**PROBLEM**
Go through the data line by line from the top, retyping each exactly, and end with the line that contains "## Current workaround".

☆ ☆ ☆ ☆ ☆ ☆ ☆

PR #1504, opened 2026-03-19
fix(document): set multer defParamCharset to utf8 and repair corrupted filenames

### LINKED ISSUE #1503: File names with accented characters are garbled in API responses
# Bug: File names with accented characters are garbled in API responses

## Summary

File names containing non-ASCII characters (accented Latin characters, etc.) are returned garbled by the API. For example, a file named `Soupirail d'entrée de l'Antre de Vénus.jpg` is received by the frontend as `Soupirail d'entr©e de l'Antre de V©nus.jpg`.

## Root cause

This is a classic Latin-1 / UTF-8 mojibake. The file names are stored as UTF-8 in the database, but at some point in the response pipeline (serialisation, ORM, or HTTP layer) the raw UTF-8 bytes are treated as Latin-1 / ISO-8859-1 code points. Each multi-byte UTF-8 sequence is therefore split into individual Latin-1 characters:

| Original | UTF-8 bytes | Received as |
|---|---|---|
| `é` (U+00E9) | `0xC3 0xA9` | `Ã©` (U+00C3 U+00A9) |
| `è` (U+00E8) | `0xC3 0xA8` | `Ã¨` |
| `ü` (U+00FC) | `0xC3 0xBC` | `Ã¼` |

## Expected behaviour

The API should return file names as properly encoded UTF-8 strings. The JSON response body is already UTF-8 (as declared by `Content-Type: application/json; charset=utf-8`), so the file name strings should be correct Unicode — no re-encoding needed.

## Affected endpoints

Any endpoint that returns file metadata with a `fileName` field, in particular:

- `GET /api/v1/documents/:id` — `data.files[].fileName`
- Any other endpoint returning file attachment metadata

## How to reproduce

1. Upload a document with a file whose name contains accented characters (e.g. `Entrée.pdf`).
2. Fetch the document via `GET /api/v1/documents/:id`.
3. Inspect `data.files[0].fileName` in the JSON response — it will be garbled.

## Current workaround

The frontend applies a client-side re-decode (`TextDecoder('utf-8', { fatal: true })`) to recover the original string. This is a best-effort workaround with a known edge case: a filename whose bytes are simultaneously valid Latin-1 and valid UTF-8 would be wrongly decoded.

This workaround should be removed once the backend is fixed.

## Suggested fix

Ensure the ORM / serialiser layer returns `fileName` as a Unicode string without re-interpreting its bytes. Depending on the stack, this may mean:

- Setting the database connection charset to `utf8mb4` (MySQL/MariaDB)
- Ensuring the ORM reads text columns as UTF-8
- Or explicitly decoding the value with `str.encode('latin-1').decode('utf-8')` (Python) before serialising to JSON

ClemRz:
## 🤔 What

- Fix non-ASCII filename encoding (mojibake) in file uploads
- Repair existing corrupted filenames in the database
- Closes #1503

## 🤷‍♂️ Why

Multer's default `defParamCharset` is `'latin1'`, which causes UTF-8 filenames containing accented characters (é, ü, ö, ñ, etc.) to be misinterpreted as Latin-1 before storage. For example, `Entrée.pdf` gets stored as `EntrÃ©e.pdf`.

## 🔍 How

1. **Multer config** (`config/http.js`): Added `defParamCharset: 'utf8'` to the multer options so incoming filenames are decoded as UTF-8 instead of Latin-1.

2. **SQL migration** (`sql/93_02_fix_filename_encoding.sql`): A PL/pgSQL block iterates over `t_file` rows containing non-ASCII characters and applies `convert_from(convert_to(filename, 'LATIN1'), 'UTF8')` to reverse the mojibake. Rows where conversion fails (e.g., CJK characters already stored correctly) are skipped gracefully. The migration is idempotent.

3. **Property-based tests** (`test/integration/1_services/FileService.encoding.property.test.js`):
   - Bug condition exploration tests (11 concrete cases) demonstrating the mojibake problem
   - Preservation tests (5 fast-check PBT tests) verifying ASCII-only filenames and record field integrity are unaffected

## 🧪 Testing

All 1774 existing tests pass, plus 16 new tests (11 bug condition + 5 preservation).

```bash
PORT=1338 npm run test
```

## 🚀 Deployment Procedure

1. **Deploy the code** — the multer `defParamCharset: 'utf8'` change takes effect immediately for new uploads
2. **Run the SQL migration** against the production database:
   ```bash
   psql -U <user> -h <host> -d grottoce -f sql/93_02_fix_filename_encoding.sql
   ```
   This repairs existing corrupted filenames. It is idempotent and safe to run multiple times.
3. **Frontend workaround** — the `TextDecoder` re-decode workaround in grottocenter-front can be removed after this backend fix is deployed

## 📸 Previews

N/A — backend-only change.

### DIFF
--- a/config/http.js
+++ b/config/http.js
@@ -122,7 +122,16 @@ module.exports.http = {
     fileMiddleware: (function () {
       const inMemoryStorage = multer.memoryStorage();
       // File size is 100 Mo (Mb)
-      const upload = multer({ storage: inMemoryStorage, fileSize: 100000000 });
+      //
+      // defParamCharset: 'utf8' fixes mojibake for non-ASCII filenames.
+      // It only affects the legacy `filename=` parameter in Content-Disposition
+      // headers (RFC 2047). Modern browsers using RFC 5987 `filename*=UTF-8''…`
+      // are already decoded correctly by busboy regardless of this setting.
+      const upload = multer({
+        storage: inMemoryStorage,
+        fileSize: 100000000,
+        defParamCharset: 'utf8',
+      });
       return upload.fields([{ name: 'files' }]);
     })(),
 
--- a/sql/93_02_fix_filename_encoding.sql
+++ b/sql/93_02_fix_filename_encoding.sql
@@ -1,0 +1,50 @@
+\c grottoce;
+
+-- Fix Latin-1/UTF-8 mojibake in t_file.filename
+--
+-- Multer's default defParamCharset was 'latin1', causing UTF-8 filenames
+-- to be misinterpreted as Latin-1 before storage. This migration re-encodes
+-- the corrupted bytes back to proper UTF-8.
+--
+-- How it works:
+--   convert_to(filename, 'LATIN1') — treats each character as a Latin-1 code
+--     point and emits the corresponding byte (reversing the original mis-decode)
+--   convert_from(..., 'UTF8') — re-interprets those bytes as UTF-8
+--
+-- Safety:
+--   - ASCII-only filenames are unchanged (ASCII is identical in both encodings)
+--   - The WHERE clause makes this idempotent (no-op on already-fixed rows)
+--   - Rows with characters outside Latin-1 range (e.g. CJK already stored
+--     correctly) will fail convert_to(..., 'LATIN1'), so we skip them
+--     gracefully using a PL/pgSQL block with EXCEPTION handling.
+
+BEGIN;
+
+DO $$
+DECLARE
+  rec RECORD;
+  fixed_name TEXT;
+BEGIN
+  FOR rec IN
+    SELECT id, filename
+    FROM t_file
+    WHERE filename ~ '[^\x00-\x7F]'
+  LOOP
+    BEGIN
+      fixed_name := convert_from(convert_to(rec.filename, 'LATIN1'), 'UTF8');
+      -- 200-char guard matches t_file.filename varchar(200) / Waterline maxLength: 200.
+      -- In practice, UTF-8 re-encoding produces shorter strings (multi-byte mojibake
+      -- chars collapse back to single code points), so this is a safety net, not a filter.
+      IF fixed_name IS DISTINCT FROM rec.filename
+         AND length(fixed_name) <= 200
+      THEN
+        UPDATE t_file SET filename = fixed_name WHERE id = rec.id;
+      END IF;
+    EXCEPTION WHEN OTHERS THEN
+      -- Skip rows where conversion fails (characters outside Latin-1 range)
+      RAISE NOTICE 'Skipping t_file id=% filename=%: %', rec.id, rec.filename, SQLERRM;
+    END;
+  END LOOP;
+END $$;
+
+COMMIT;
--- a/test/integration/1_services/FileService.encoding.property.test.js
+++ b/test/integration/1_services/FileService.encoding.property.test.js
@@ -1,0 +1,362 @@
+/* eslint-disable func-names */
+const should = require('should');
+const fc = require('fast-check');
+const FileService = require('../../../api/services/FileService');
+
+/**
+ * Bug Condition Exploration — Non-ASCII Filename Mojibake
+ *
+ * Demonstrates that multer's default `defParamCharset: 'latin1'` causes
+ * UTF-8 filenames to be misinterpreted as Latin-1, producing mojibake.
+ *
+ * The bug lives in the multer middleware layer (config/http.js), not in
+ * FileService itself. FileService is a passthrough — it stores whatever
+ * `file.originalname` it receives. When multer decodes UTF-8 bytes as
+ * Latin-1, the garbled string flows through FileService into the database.
+ *
+ * These tests use concrete counterexamples to surface the encoding problem.
+ *
+ * Validates: Requirements 1.1, 1.2, 2.1, 2.2
+ */
+describe('FileService — Property 1: Bug Condition — Non-ASCII Filename Mojibake', () => {
+  // -------------------------------------------------------------------------
+  // Test 1: Pure encoding demonstration (no DB)
+  // Shows that UTF-8 bytes decoded as Latin-1 produce mojibake.
+  // -------------------------------------------------------------------------
+  describe('UTF-8 bytes decoded as Latin-1 produce mojibake', () => {
+    const cases = [
+      { original: 'Entrée.pdf', expectedMojibake: 'EntrÃ©e.pdf' },
+      { original: 'Höhle.pdf', expectedMojibake: 'HÃ¶hle.pdf' },
+      { original: 'über.pdf', expectedMojibake: 'Ã¼ber.pdf' },
+      { original: 'café.pdf', expectedMojibake: 'cafÃ©.pdf' },
+    ];
+
+    cases.forEach(({ original, expectedMojibake }) => {
+      it(`should garble "${original}" into "${expectedMojibake}" when decoded as Latin-1`, () => {
+        // Simulate what multer does: take UTF-8 string, get its bytes,
+        // then decode those bytes as Latin-1
+        const utf8Bytes = Buffer.from(original, 'utf8');
+        const mojibake = utf8Bytes.toString('latin1');
+
+        // The mojibake should NOT equal the original
+        should(mojibake).not.equal(
+          original,
+          `Latin-1 decoding of UTF-8 bytes should produce mojibake, but got the original back`
+        );
+
+        // The mojibake should match the expected garbled string
+        should(mojibake).equal(
+          expectedMojibake,
+          `Expected mojibake "${expectedMojibake}" but got "${mojibake}"`
+        );
+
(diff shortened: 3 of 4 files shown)


Paul-AUB (changes requested):
# Code Review — `fix/filename-encoding-1503`

## Overview

1 commit, 3 files changed. The branch fixes a UTF-8 mojibake bug in multer's filename
decoding, adds a one-shot SQL migration to repair existing corrupted rows in `t_file`,
and introduces property-based integration tests documenting the bug.

---

## Bugs / Correctness Issues

### 1. `defParamCharset` has no effect on `filename*` (RFC 5987) parameters

**File:** [config/http.js](config/http.js#L125)

`defParamCharset` controls the fallback decoder for unquoted legacy `filename=`
parameters in `Content-Disposition`. Browsers that follow RFC 5987 send
`filename*=UTF-8''...` (percent-encoded), which busboy always decodes correctly
regardless of `defParamCharset`.

The fix is correct for old/legacy clients that send a bare `filename=` without encoding,
but it provides no safety net for RFC 5987 paths (already fine) or for clients that send
raw binary bytes in the legacy field (rare but possible). Document this scope explicitly
so future maintainers understand what the option covers.

### 2. Migration not wrapped in a transaction

**File:** [sql/93_02_fix_filename_encoding.sql](sql/93_02_fix_filename_encoding.sql)

The `DO $$` block iterates and `UPDATE`s rows one by one. If the script is interrupted
mid-run (crash, `pg_cancel_backend`, timeout), some rows will have been fixed and others
not. The script is idempotent so re-running is safe, but silence around partial
application can cause confusion.

**Suggestion:** Wrap the `DO` block in an explicit `BEGIN` / `COMMIT`:

```sql
BEGIN;
DO $$ … END $$;
COMMIT;
```

### 3. `length(fixed_name) <= 200` limit may silently skip valid filenames

**File:** [sql/93_02_fix_filename_encoding.sql](sql/93_02_fix_filename_encoding.sql#L38)

The migration skips any corrected filename longer than 200 characters. UTF-8 → Latin-1
decoding expands multi-byte characters (e.g. `é` becomes two Latin-1 chars), so a
filename stored near the column limit could decode to a correct UTF-8 string that is
_shorter_ than the corrupted one — meaning the 200-char guard on `fixed_name` is safe in
the common direction, but it is worth verifying against the actual column DDL
(`t_file.filename` `varchar(200)`?) to ensure no valid filenames near the limit are
silently left uncorrected.

---

## Design Concerns

### 4. Tests document the bug but do not verify the fix

**File:** [test/integration/1_services/FileService.encoding.property.test.js](test/integration/1_services/FileService.encoding.property.test.js)

The test file is split into two groups:

- **Property 1** — injects a pre-computed mojibake string directly into
  `FileService.document.create()`, bypassing multer entirely. These tests pass on
  _both_ fixed and unfixed code because they never exercise the middleware.
- **Property 2** — verifies ASCII-only filename baseline behaviour, which also does not
  change with the fix.

Neither group sends an actual multipart HTTP request through the middleware stack. As a
result, the only assertion that `defParamCharset: 'utf8'` actually corrects the
filename decoding is absent from the test suite. A route-level integration test
(e.g. using `supertest` to POST a multipart form with a non-ASCII filename and asserting
the stored `fileName` matches the original) would close this gap.

### 5. `FileService.document.create(file, 1, true)` assumes document id=1 exists

**File:** [test/integration/1_services/FileService.encoding.property.test.js](test/integration/1_services/FileService.encoding.property.test.js#L81)

The hardcoded `idDocument = 1` will trigger a foreign-key constraint error if no document
with that id is present in the test database, causing misleading test failures unrelated
to encoding. Use a fixture document created in a `before` hook or pick an id known to
exist in the test seed data.

---

## Minor Issues

### 6. Azure blob URL hardcoded in property test assertion

**File:** [test/integration/1_services/FileService.encoding.property.test.js](test/integration/1_services/FileService.encoding.property.test.js#L310)

```js
should(url).containEql('grottocenter.blob.core.windows.net/documents/');
```

This ties the test to a specific deployment environment. If the Azure URL is in
`sails.config`, derive it from there instead. At minimum, the assertion should test the
_structure_ of the URL (contains the path segment `documents/` and a non-empty blob
name), not the hardcoded hostname.

### 7. Property 2 runs 500 DB round-trips

**File:** [test/integration/1_services/FileService.encoding.property.test.js](test/integration/1_services/FileService.encoding.property.test.js#L196)

Five `fc.asyncProperty` tests each run `numRuns: 100`, creating and destroying 500
`t_file` rows. For properties that do not require random variation (e.g. `isValidated`
always defaults to `true` regardless of input), a single concrete assertion achieves the
same confidence with far less overhead. Consider lowering `numRuns` to 10–20 for these
structural properties, or replacing them with plain `it()` tests.

### 8. Database name `grottoce` hardcoded in migration

**File:** [sql/93_02_fix_filename_encoding.sql](sql/93_02_fix_filename_encoding.sql#L1)

```sql
\c grottoce;
```

The `\c` command is a psql meta-command that works only when the script is run via
`psql` directly. If a migration runner connects to the database before executing the
script (as most CI pipelines do), the `\c` line is either ignored or causes an error.
If the database name differs between environments (staging, review apps), the script
would connect to the wrong database silently. Remove the `\c` line and rely on the
connection string provided by the migration runner.

---

## Positive Points

- **Root cause correctly identified and fixed** — `defParamCharset: 'utf8'` is passed
  through multer v2 → busboy v1 → `parseDisposition`, which is the exact call site that
  decodes the `filename=` parameter in `Content-Disposition`. Confirmed by reading
  `node_modules/multer/lib/make-middleware.js` and `node_modules/busboy/lib/types/multipart.js`.

- **SQL migration logic is correct** — `convert_from(convert_to(filename, 'LATIN1'),
  'UTF8')` is the exact inverse of the original mis-decoding. ASCII-only filenames are
  unaffected (ASCII is a subset of both encodings). The per-row `EXCEPTION` block
  gracefully skips rows with characters outside the Latin-1 range (e.g. CJK already
  stored correctly).

- **Idempotency** — The `WHERE filename ~ '[^\x00-\x7F]'` clause combined with
  `IS DISTINCT FROM` ensures re-running the migration is a no-op on already-fixed rows.

- **Property 1 tests are good bug documentation** — The encoding demonstration tests
  (Test 1) clearly show the mojibake mechanics and will serve as a regression reference.
  The `try/finally` cleanup pattern is correct throughout.

---

## Summary Table

| # | Severity | File | Issue |
|---|----------|------|-------|
| 1 | Low | `config/http.js` | `defParamCharset` scope limited to legacy `filename=`; document it |
| 2 | Low | `93_02_fix_filename_encoding.sql` | No explicit transaction — partial updates on interruption |
| 3 | Low | `93_02_fix_filename_encoding.sql` | 200-char guard should be verified against actual column DDL |
| 4 | Medium | `FileService.encoding.property.test.js` | No E2E test verifying the multer fix end-to-end |
| 5 | Medium | `FileService.encoding.property.test.js` | `idDocument=1` hardcoded — fragile FK dependency |
| 6 | Low | `FileService.encoding.property.test.js` | Azure hostname hardcoded in URL assertion |
| 7 | Info | `FileService.encoding.property.test.js` | 500 DB writes for structural properties; lower `numRuns` |
| 8 | Low | `93_02_fix_filename_encoding.sql` | `\c grottoce` hardcodes DB name; incompatible with migration runners |

ClemRz (commented):

**Fixed (items 1, 2, 3, 4, 5, 7):**

- **1** — Added a comment in `config/http.js` documenting that `defParamCharset` only affects the legacy `filename=` parameter (RFC 2047), and that RFC 5987 `filename*=UTF-8''…` paths are already handled correctly by busboy.
- **2** — Wrapped the `DO $$` block in an explicit `BEGIN` / `COMMIT` transaction.
- **3** — Added a comment clarifying the 200-char guard matches `t_file.filename varchar(200)` (confirmed via `TFile.fileName.maxLength: 200` in the Waterline model). In practice UTF-8 re-encoding produces *shorter* strings, so this is a safety net.
- **4** — Added a route-level E2E test (`test/integration/4_routes/Documents/create-with-encoding.test.js`) that sends an actual multipart HTTP request with a UTF-8 filename (`Entrée.pdf`) through the full Sails middleware pipeline and asserts the stored `fileName` matches the original. This closes the gap.
- **5** — Added comments referencing the fixture (`test/fixtures/tdocument.json`, id=1 "Spelunca [COLLECTION]") wherever `idDocument = 1` is used.
- **7** — Lowered `numRuns` from 100 to 20 for the three structural properties (`isValidated`, `fileFormat`, `getUrl`) that don't benefit from high random variation. Kept 100 for the two properties that exercise filename content (`fileName` storage and `path` generation).

**Not changed (items 6, 8):**

- **6** — The Azure hostname is hardcoded as a constant in `FileService.js` itself (not configurable). The existing `FileService.test.js` uses the same assertion pattern. Changing this would be inconsistent with the rest of the codebase.
- **8** — `\c grottoce;` is a project convention.

Paul-AUB (approved):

☆ ☆ ☆ ☆ ☆ ☆ ☆

**ANSWER TO THIS TASK**
PR #1504, opened 2026-03-19
fix(document): set multer defParamCharset to utf8 and repair corrupted filenames

### LINKED ISSUE #1503: File names with accented characters are garbled in API responses
# Bug: File names with accented characters are garbled in API responses

## Summary

File names containing non-ASCII characters (accented Latin characters, etc.) are returned garbled by the API. For example, a file named `Soupirail d'entrée de l'Antre de Vénus.jpg` is received by the frontend as `Soupirail d'entr©e de l'Antre de V©nus.jpg`.

## Root cause

This is a classic Latin-1 / UTF-8 mojibake. The file names are stored as UTF-8 in the database, but at some point in the response pipeline (serialisation, ORM, or HTTP layer) the raw UTF-8 bytes are treated as Latin-1 / ISO-8859-1 code points. Each multi-byte UTF-8 sequence is therefore split into individual Latin-1 characters:

| Original | UTF-8 bytes | Received as |
|---|---|---|
| `é` (U+00E9) | `0xC3 0xA9` | `Ã©` (U+00C3 U+00A9) |
| `è` (U+00E8) | `0xC3 0xA8` | `Ã¨` |
| `ü` (U+00FC) | `0xC3 0xBC` | `Ã¼` |

## Expected behaviour

The API should return file names as properly encoded UTF-8 strings. The JSON response body is already UTF-8 (as declared by `Content-Type: application/json; charset=utf-8`), so the file name strings should be correct Unicode — no re-encoding needed.

## Affected endpoints

Any endpoint that returns file metadata with a `fileName` field, in particular:

- `GET /api/v1/documents/:id` — `data.files[].fileName`
- Any other endpoint returning file attachment metadata

## How to reproduce

1. Upload a document with a file whose name contains accented characters (e.g. `Entrée.pdf`).
2. Fetch the document via `GET /api/v1/documents/:id`.
3. Inspect `data.files[0].fileName` in the JSON response — it will be garbled.

## Current workaround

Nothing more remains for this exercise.